By ROLFE WINKLER
Would it be called iTV? Perhaps the iPanel?
The TV prototype in Apple's skunk works has many wondering if the tech giant will upend yet another major market. Excitement over such a device increased when Walter Isaacson's recent biography quoted Apple's late Chief Executive Steve Jobs saying he wanted "to create an integrated television set" and that he had "finally cracked" the issue of simplifying the user interface.
Apple hasn't spoken of such a device, and while it is known to exist, its precise form is a mystery. For curious investors, it is useful to study Apple's past forays into other new markets. It overcame doubts to remake music with the iPod, telephony with the iPhone and computing with the iPad.

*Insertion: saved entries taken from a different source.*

PR #4145, opened 2025-02-17
[MNT] Bump SHAP version to 0.46.0

celestinoxp:
Bump SHAP version to 0.46.0

Closes https://github.com/pycaret/pycaret/issues/4149

### DIFF
--- a/pyproject.toml
+++ b/pyproject.toml
@@ -104,7 +104,7 @@ dependencies = [
 # users can install via "pip install pycaret[full]"
 #
 full = [
-  "shap>=0.44.0,<=0.46.0",
+  "shap>=0.44.0,<0.47.0",
   "interpret>=0.2.7",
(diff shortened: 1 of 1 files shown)


fkiraly (changes requested):
Can you explain the change?

The pre-PR version says that `shap` must *not* be 0.44.0. Now you allow 0.44.0, and higher versions.

Your PR text says that older versions broke the installation, but I see no evidence for:

* a broken installation in pre-PR CI
* that older versions would have been installed in pre-PR CI

Can you kindly explain?

fkiraly (changes requested):
As discussed in https://github.com/pycaret/pycaret/issues/4149: you are right about the notation, I was in error.

As a change though, may I request an upper bound of <0.47.0?

ngupta23 (approved):

PR #965, opened 2025-06-03
Disallow writing with consolidated metadata

### LINKED ISSUE #962: Icechunk should fail early if user tries to write with consolidated metadata
### What happened?

A user set consolidated metadata at the root group by mistake. Icechunk accepted the change. Now new groups are invisible.

### What did you expect to happen?

Failure when consolidated metadata is attempted

### Environment

icechunk 0.2.15

paraseba:
Icechunk provides its own metadata consolidation mechanism.

Closes #962


icechunk/src/store.rs
```diff
@@ -96,6 +96,10 @@ pub enum StoreErrorKind {
         "invalid chunk location, no matching virtual chunk container: `{chunk_location}`"
     )]
     InvalidVirtualChunkContainer { chunk_location: String },
+    #[error(
+        "Icechunk has its own metadata consolidation mechanism. Please disable Zarr's metadata consolidation for writing data on Icechunk. If you are using Xarray, you can pass consolidate=False to to_zarr, or simply use Icechunk's to_icechunk which already disables consolidation."
```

TV may prove trickier. Yet there are opportunities for Apple to innovate. Besides smart design, a defining feature of Apple's three blockbuster devices is simplicity. With a TV, Apple could streamline complicated on-screen menus and multiple remote-controls.
Apple wouldn't be first to market. About 24% of the 253 million TVs sold in 2011 were Internet-connectable. Yet only a fifth of those buying such sets actually connect them to the Web and keep them so, reckons IHS iSuppli's Tom Morrod. That is perhaps because many don't feature Wi-Fi, which reduces wire clutter. Apple's wireless technology could address this.
Changing media-consumption habits also may help. Evidence of TV viewers cutting their cable cord in favor of Internet-delivered video is emerging. Deloitte's latest annual survey of watching habits found 9% of respondents had cut the cord and another 11% were thinking about it. Apple might naturally cater to this small but growing segment. Indeed, the iTunes Store—boasting 225 million active users as of July—could give it a leg up.
Just as Apple faced off with Nokia when it launched the iPhone, with TVs it would face powerful rivals like Samsung Electronics, LG Electronics and Sharp. As this week's Consumer Electronics Show demonstrated, these companies aren't short of ideas either. Apple's smartphone carved out a niche as a premium-priced device. But Mr. Morrod notes that existing TV makers capably serve high-end customers already. Sharp has TVs that set a new standard for ultrahigh-resolution. And Samsung this week unveiled technology for navigating TVs via voice and gesture.
Selling TVs also is a low-growth, low-margin business. IHS iSuppli expects TV shipments to be flat in 2012, as they were last year. And profits are thin even for Samsung and LG, which make their own components and enjoy huge scale. Bernstein Research analyst Toni Sacconaghi estimates their TV operating-profit margins are in the low- to mid-single digits, while Apple's iPhone commands 45%.
Perhaps the biggest challenge would be securing great video content to set an Apple TV apart from others. Some is available online free (like Hulu), by subscription (Netflix), or available for purchase through iTunes, but much of the best is available only to cable subscribers. Content owners that benefit from high affiliate fees paid by cable companies aren't necessarily keen to risk that revenue by letting Apple sell their content on a timely basis.
Apple had an easier go of it with its iPod, as piracy already had hammered music profits when the device arrived. Labels had little choice but to sell content via iTunes, desperate as they were to stabilize their business.
But don't forget Apple's huge cash pile, which it could use to secure TV content. More broadly, it is worth recalling that before the iPhone launch, many couldn't fathom why Apple wanted to enter such a low-margin, cutthroat business. It did so to transform it and, thereby, change the economics. Marry that track record with the TV's possibilities, and fewer will bet against Apple's chances this time around.